An inflammatory skin reaction can be provoked by some topical medications and may lead to early termination of the procedure. Patients with inflammatory reactions are advised to use a gentle gel cleanser that is compatible with the pH of the skin. To relieve pain, inflammation and/or swelling, thermal water sprays are used. For erosive lesions or crusts, dermocosmetics are prescribed 2 times a day. Emollients for dry skin. In case of a strong inflammatory reaction, a break in treatment is recommended. Corticosteroid drugs should be avoided because their anti-inflammatory effects may interfere with the local inflammatory responses required for the agent to be effective. It is necessary to use photoprotective agents on the treated areas, especially in spring and summer, to avoid photosensitivity and the risk of post-inflammatory pigmentation. Sometimes it is better to delay treatment for AK until the fall or winter.
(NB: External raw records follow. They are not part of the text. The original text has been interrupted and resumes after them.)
PR #3549, opened 2015-09-30
Address perf for GetFullPath and defer to OS.

JeremyKuhne:
@vancem, @KrzysztofCwalina, @stephentoub, @Priya91 

This change attempts to limit the number of allocations made when evaluating
full paths. This is particularly important when Windows paths can be way over
the historical max of 260 characters. (The new max is over 32K)

We no longer kick paths in Windows that are valid, outside of paths with colons
that are not directory separators. (This has the effect of blocking alternate
data stream access- which is a legacy behavior.)

When creating directories, we still drop the trailing separator, which causes
trailing whitespace to be trimmed. This makes it particularly difficult to create
paths with trailing spaces in .NET, which is still desirable as most code has
a tough time dealing with this scenario. We'll open them fine now, which hits
the above point of not kicking valid legacy paths (paths that don't require
extended syntax).

Several simplifications to the logic were made, including moving relative segment
evaluation to shared code and calling it directly when getting directory names
rather than relying on the not-so-obvious prior behavior of GetFullPath without
"full checks".


stephentoub:
@dotnet-bot test this please

JeremyKuhne:
@stephentoub I'll be pushing an update that fixes some issues. I put this up so I could review the strategy with Vance (which I did off line).

JeremyKuhne:
@weshaggard, @stephentoub, @Priya91
This should be ready now. If there are any other people I should tag please let me know.

src/Common/src/System/IO/PathInternal.Windows.cs
```diff
@@ -235,6 +232,52 @@ private static bool StartsWithOrdinal(this StringBuilder builder, string value)
         }
 
         /// <summary>
+        /// Returns true if the given StringBuilder starts with the given value at the given index.
```
KrzysztofCwalina: The docs seem to be out of sync from the implementation.

src/Common/src/System/IO/PathInternal.Windows.cs
```diff
@@ -235,6 +232,52 @@ private static bool StartsWithOrdinal(this StringBuilder builder, string value)
...
+        /// </summary>
+        /// <param name="value">The string to compare against the start of the StringBuilder.</param>
+        /// <param name="index">The starting index to look for a match.</param>
+        internal static bool StartsWithOrdinal(this string source, string value, int index = 0)
+        {
+            if (value == null || source.Length < value.Length || index < 0)
+                return false;
+
+            for (int i = 0; i < value.Length; i++)
+            {
```
KrzysztofCwalina: This seems to be doing full string ordinal comparison. Should the loop start with index?

JeremyKuhne: Yes- I'll update it, thanks.

stephentoub:
@dotnet-bot test this please

src/Common/src/System/IO/PathInternal.cs
```diff
@@ -23,5 +25,67 @@ internal static void CheckInvalidPathChars(string path, bool checkAdditional = f
...
+            }
+            return true;
+        }
+
+        /// <summary>
+        /// Returns true if the given string starts with the given value.
+        /// </summary>
+        /// <param name="value">The string to compare against the start of the source string.</param>
+        internal static bool StartsWithOrdinal(this string source, string value)
+        {
```
stephentoub: Could this implementation just be:
```C#
return source.StartsWith(value, StringComparison.Ordinal);
```
?

src/Common/src/System/IO/PathInternal.cs
```diff
@@ -23,5 +25,67 @@ internal static void CheckInvalidPathChars(string path, bool checkAdditional = f
...
+            if (trimChars == null || trimChars.Length == 0)
+                return builder;
+
+            int end = builder.Length - 1;
+
+            for (; end >= 0; end--)
+            {
+                int i = 0;
+                char ch = builder[end];
```
stephentoub: This is probably completely fine, but at some point it'd be interesting to do some profiling with long paths to see if this shows up at all.  StringBuilder is now implemented as a linked list of builders, so indexing into it actually needs to walk that list to find the desired index.

src/System.IO.FileSystem/src/System/IO/Directory.cs
```diff
@@ -27,7 +27,7 @@ public static DirectoryInfo GetParent(String path)
                 throw new ArgumentException(SR.Argument_PathEmpty, "path");
             Contract.EndContractBlock();
 
-            String fullPath = PathHelpers.GetFullPathInternal(path);
+            String fullPath = Path.GetFullPath(path);
```
stephentoub: Excellent; I love that we're switching to use the public API surface area rather than an internal helper.

src/System.Runtime.Extensions/src/System/IO/Path.cs
```diff
@@ -455,5 +435,82 @@ private static string ToBase32StringSuitableForDirName(byte[] buff)
...
             return StringBuilderCache.GetStringAndRelease(sb);
         }
+
+        /// <summary>
+        /// Try and remove relative segments from the given path (without combining with a root).
+        /// </summary>
+        /// <param name="skip">Skip the specified number of characters before evaluating.</param>
+        private static string RemoveRelativeSegments(string path, int skip = 0)
+        {
+            // Remove "//", "/./", and "/../" from the path.  We would ideally use realpath
```
stephentoub: The realpath part of this comment is only relevant to Unix.

src/System.Runtime.Extensions/src/System/IO/Path.Unix.cs
```diff
@@ -55,82 +57,21 @@ public static string GetFullPath(string path)
...
                 throw new PathTooLongException(SR.IO_PathTooLong);
             }
 
             string result =
-                sb.Length == 0 ? (fullCheck ? DirectorySeparatorCharAsString : string.Empty) :
-                sb.Length == path.Length ? path :
-                sb.ToString();
-            StringBuilderCache.Release(sb);
+                collapsedString.Length == 0 ? (fullChecks ? DirectorySeparatorCharAsString : string.Empty) :
+                collapsedString.Length == path.Length ? path :
```
stephentoub: Extracting the normalization code into RemoveRelativeSegments and having it return string rather than the StringBuilder nullified this optimization.  Previously, if no normalization was performed such that the input string was the same as the output string (which is pretty common), we would just return the original string and wouldn't need to convert the StringBuilder into a string.  But now with this change, we're always converting the StringBuilder to a string, even if it's identical to the original.

src/System.Runtime.Extensions/src/System/IO/Path.Windows.cs
```diff
@@ -130,469 +121,75 @@ private static bool ValidateExtendedPath(string path, bool fullCheck)
...
+                // This is because the nulls will signal the end of the string to Win32 and therefore have
+                // unpredictable results. Other invalid characters we give a chance to be normalized out.
+                if (path.IndexOf('\0') != -1)
+                    throw new ArgumentException(SR.Argument_InvalidPathChars, "path");
+
+                // Toss out paths with colons that aren't a valid drive specifier.
+                // Cannot start with a colon and can only be of the form "C:" or "\\?\C:".
+                // (Note that we used to explicitly check "http:" and "file:"- these are caught by this check now.)
+                int startIndex = PathInternal.PathStartSkip(path);
+                startIndex += isExtended ? PathInternal.ExtendedPathPrefix.Length + 2 : 2;
```
stephentoub: Should this instead be:
```C#
int startIndex = 2 + PathInternal.PathStartSkip(path);
if (isExtended)
{
    startIndex += PathInternal.ExtendedPathPrefix.Length;
}
```
?

src/System.Runtime.Extensions/src/System/IO/Path.cs
```diff
@@ -189,8 +168,9 @@ public static string GetFileNameWithoutExtension(string path)
         public static string GetPathRoot(string path)
         {
             if (path == null) return null;
-            path = NormalizePath(path, fullCheck: false);
-            return path.Substring(0, PathInternal.GetRootLength(path));
+            PathInternal.CheckInvalidPathChars(path);
+            int pathRoot = PathInternal.GetRootLength(path);
+            return pathRoot <= 0 ? String.Empty : path.Substring(0, pathRoot);
```
stephentoub: We should probably move GetPathRoot into the PAL layer.  On Unix, GetPathRoot is going to either return the empty string for relative paths or "/" for absolute paths, which means we should never need to be allocating any new strings.  If you'd prefer this be done as a separate change, that's fine... just open an issue to me to fix it.

src/System.Runtime.Extensions/src/System/IO/PathHelper.Windows.cs
```diff
@@ -2,457 +2,373 @@
...
-
-            this.m_arrayPtr = charArrayPtr;
-            this.m_capacity = length;
-            this.m_maxPath = Path.MaxPath;
-            useStackAlloc = true;
-            doNotTryExpandShortFileName = false;
-        }
+    {
+        // This should cover the vast majority of usages without adding undue memory pressure
+        private const int MAX_BUILDER_SIZE = 1024;
```
stephentoub: Nit: MaxBuilderSize

src/System.Runtime.Extensions/src/System/IO/PathHelper.Windows.cs
```diff
@@ -2,457 +2,373 @@
...
-        // Instantiates a PathHelper with a heap alloc'd array of ints. Will create a StringBuilder
-        internal PathHelper(int capacity, int maxPath)
-        {
-            this.m_sb = new StringBuilder(capacity);
-            this.m_capacity = capacity;
-            this.m_maxPath = maxPath;
-            doNotTryExpandShortFileName = false;
-        }
+        // Can't be over 8.3 and be a short name
+        private const int MAX_SHORT_NAME = 12;
```
stephentoub: Nit: MaxShortName

src/System.Runtime.Extensions/src/System/IO/PathHelper.Windows.cs
```diff
@@ -2,457 +2,373 @@
...
-        internal int Capacity
-        {
-            get
-            {
-                return m_capacity;
-            }
-        }
+        // Trim trailing white spaces, tabs etc but don't be aggressive in removing everything that has UnicodeCategory of trailing space.
+        // string.WhitespaceChars will trim more aggressively than what the underlying FS does (for ex, NTFS, FAT).
+        private static readonly char[] TrimEndChars = { (char)0x9, (char)0xA, (char)0xB, (char)0xC, (char)0xD, (char)0x20, (char)0x85, (char)0xA0 };
```
stephentoub: Nit: s_trimEndChars

src/System.Runtime.Extensions/src/System/IO/PathHelper.Windows.cs
```diff
@@ -2,457 +2,373 @@
...
-            set
+            finally
             {
-                Contract.Requires(index >= 0 && index < Length);
-                if (useStackAlloc)
-                {
-                    m_arrayPtr[index] = value;
-                }
-                else
+                if (t_cachedOutputBuffer != null && t_cachedOutputBuffer.Capacity > MAX_BUILDER_SIZE)
```
stephentoub: For multiple accesses to a thread local, we should cache it into a local first, e.g.
```C#
StringBuilder local = t_cachedOutputBuffer;
if (local != null && local.Capacity > MaxBuilderSize)
{
    t_cachedOutputBuffer = null;
}
```

stephentoub: Separately, though, why do we store the buffer into t_cachedOutputBuffer if it's too big in the first place?

src/System.Runtime.Extensions/src/System/IO/PathHelper.Windows.cs
```diff
@@ -2,457 +2,373 @@
...
+                t_cachedOutputBuffer.EnsureCapacity(minimumCapacity);
+            }
 
-                // If success, the return buffer length does not account for the terminating null character.
-                // If in-sufficient buffer, the return buffer length does account for the path + the terminating null character.
-                // If failure, the return buffer length is zero 
-                if (r >= Path.MaxPath)
-                    throw new PathTooLongException(SR.IO_PathTooLong);
+            return t_cachedOutputBuffer;
+        }
```
stephentoub: It'd be cheaper to write this as:
```C#
StringBuilder local = t_cachedOutputBuffer;
if (local == null)
{
    t_cachedOutputBuffer = local = new StringBuilder(minimumCapacity);
}
else
{
    local.Clear();
    local.EnsureCapacity(minimumCapacity);
}
return local;
```
That said, it'd be better to not even store the builder into t_cachedOutputBuffer until we're done with it and know that it's not too big.

stephentoub:
> This has the effect of blocking alternate data stream access- which is a legacy behavior.

I didn't understand this comment.  Are you saying that alternate data streams were previously allowed and now aren't, were previously not allowed and now are, or something else?

> We'll open them fine now

I'm not quite following this, either.  Does this change impact existing behavior for non-extended paths at all, e.g. are we now throwing in places we didn't previously, not throwing in places we used to, not normalizing in places we used to, etc.?

@ericstj should also review.

Thanks.

src/Common/src/System/IO/PathInternal.cs
JeremyKuhne: It would differ in the behavior around null. I could change it to check null then call the other- thoughts?

src/Common/src/System/IO/PathInternal.cs
JeremyKuhne: Definitely want to keep digging. In our usages it should be flat- from what I can tell, the builders get collapsed when it gets P/Invoked.

src/System.Runtime.Extensions/src/System/IO/Path.cs
JeremyKuhne: I'll update the comment.

src/System.Runtime.Extensions/src/System/IO/Path.Unix.cs
JeremyKuhne: Whoops- I'll move this to the helper and keep track of whether or not we actually modify the string.

src/System.Runtime.Extensions/src/System/IO/Path.Windows.cs
JeremyKuhne: I suppose that is clearer. I'll change it.

src/System.Runtime.Extensions/src/System/IO/Path.cs
JeremyKuhne: I'll go ahead and change it.

src/System.Runtime.Extensions/src/System/IO/PathHelper.Windows.cs
JeremyKuhne: Was copying from StringBuilderCache- I'll change it.

src/System.Runtime.Extensions/src/System/IO/PathHelper.Windows.cs
JeremyKuhne: It is all contained here so it shouldn't be possible to hit multiple accesses, right? I was trying to avoid an extra nest on the main loop for clarity. I'll flip things around.

JeremyKuhne:
@stephentoub 
I'll try and clarify the comments a bit. We didn't allow colons before, which blocked alternate data streams. If we want to allow them we would need to add significantly more logic or drop the colon check altogether.

And yes, we no longer throw for some standard (non-extended) valid paths that we used to. The only difference in our behavior from Windows now is that we'll helpfully trim some leading whitespace in some cases (as before) and we'll kick potentially valid paths with colons in them (as before).

src/Common/src/System/IO/PathInternal.cs
stephentoub: Looking at the marshaling implementation for StringBuilder, it actually looks pretty expensive.  When marshaling in, we allocate native memory and potentially a managed array, potentially with multiple copies.  And when marshaling out, it looks like we allocate a new char[] to store the results and substitute that into the StringBuilder.  @vancem, is that correct?  If so, I'm concerned our use of StringBuilder in all of this path manipulation code is going to perform poorly.

src/System.Runtime.Extensions/src/System/IO/PathHelper.Windows.cs
```diff
@@ -2,457 +2,370 @@
...
-                Contract.Requires(index >= 0 && index < Length);
-                if (useStackAlloc)
-                {
-                    m_arrayPtr[index] = value;
-                }
-                else
+                if (fullPath != null && fullPath.Capacity <= MaxBuilderSize)
                 {
-                    m_sb[index] = value;
+                    // Too big, let it go
```
stephentoub: This comment no longer makes sense.

JeremyKuhne: Fixed

src/Common/src/System/IO/PathInternal.cs
JeremyKuhne: I'll walk through the P/Invoke various scenarios in the debugger. If I have to I'll switch this out with some other buffer.

JeremyKuhne:
@dotnet-bot test this please

ericstj:
I reviewed the code and it looks OK.  So long as we pass all existing tests and don't introduce new or different exceptions for existing behavior I'm OK with it (seems to be true).  LGTM.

Specific situation: organ transplant patients
Organ transplant patients are at increased risk of developing skin cancer. In these patients, the incidence of AK is extremely high, and the incidence of SCC is almost 100 times higher than in the general population in individuals of the same age and phototype. Risk is a variable that depends on the degree of immunosuppression, its duration, and the type of organ transplanted (higher risk for heart transplant patients than for kidney transplant patients). Current data suggest that AK in these patients will progress at a faster rate with more frequent transformation to SCC. However, the more frequent occurrence of SCC in such patients described in the literature is currently questioned. These patients require more careful monitoring and a stricter approach to treatment. Treatment of AK should be carried out, if possible, before organ transplantation.
Monitoring and secondary prevention
Patients with AK should be monitored regularly due to the chronic nature of the lesions and the risk of invasive SCC. Patients should be consulted annually. During these consultations, patients should be made aware of the need for an emergency consultation if any lesion changes very quickly, or in the event of recurrence after treatment. Patients with organ transplantation must be monitored in a special way, especially in the context of personalized monitoring. Sun-protective clothing and behavior, and the use of sunscreens (chemical or mineral filters), should be recommended for patients to minimize worsening of photo-induced skin damage and to prevent skin cancer. Sunscreen has been shown to be an effective method of preventing AK. Sunscreen use (more than SPF-15 applied every 2-3 hours) reduces the risk of AK lesions by up to 24% over time, even compared with beta-carotene and topical tretinoin 0.05% cream. AAD (American Dermatological Association) guidelines state that when choosing a sunscreen, choose a broad-spectrum (UVB/UVA) cream and that daily use of an SPF-30 product is recommended on all exposed skin.
conclusions
The purpose of this expert panel was to provide practical solutions for dermatologists in terms of a diagnostic, monitoring and treatment algorithm that they can use in their daily practice, based on the scientific literature and current recommendations.